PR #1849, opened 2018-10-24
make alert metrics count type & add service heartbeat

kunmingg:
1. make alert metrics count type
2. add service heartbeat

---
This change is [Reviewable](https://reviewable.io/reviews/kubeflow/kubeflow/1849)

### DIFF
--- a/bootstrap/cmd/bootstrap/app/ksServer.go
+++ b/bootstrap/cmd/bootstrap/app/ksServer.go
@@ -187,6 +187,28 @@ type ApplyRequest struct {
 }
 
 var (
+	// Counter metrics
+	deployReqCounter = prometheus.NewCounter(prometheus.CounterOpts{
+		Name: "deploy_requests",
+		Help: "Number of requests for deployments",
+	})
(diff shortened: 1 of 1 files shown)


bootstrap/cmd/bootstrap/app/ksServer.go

WHAT IS REQUIRED: The full set of entries should appear again, unchanged, line by line.

EXERCISE OUTPUT:
PR #1849, opened 2018-10-24
make alert metrics count type & add service heartbeat

kunmingg:
1. make alert metrics count type
2. add service heartbeat

---
This change is [Reviewable](https://reviewable.io/reviews/kubeflow/kubeflow/1849)

### DIFF
--- a/bootstrap/cmd/bootstrap/app/ksServer.go
+++ b/bootstrap/cmd/bootstrap/app/ksServer.go
@@ -187,6 +187,28 @@ type ApplyRequest struct {
 }
 
 var (
+	// Counter metrics
+	deployReqCounter = prometheus.NewCounter(prometheus.CounterOpts{
+		Name: "deploy_requests",
+		Help: "Number of requests for deployments",
+	})
(diff shortened: 1 of 1 files shown)


bootstrap/cmd/bootstrap/app/ksServer.go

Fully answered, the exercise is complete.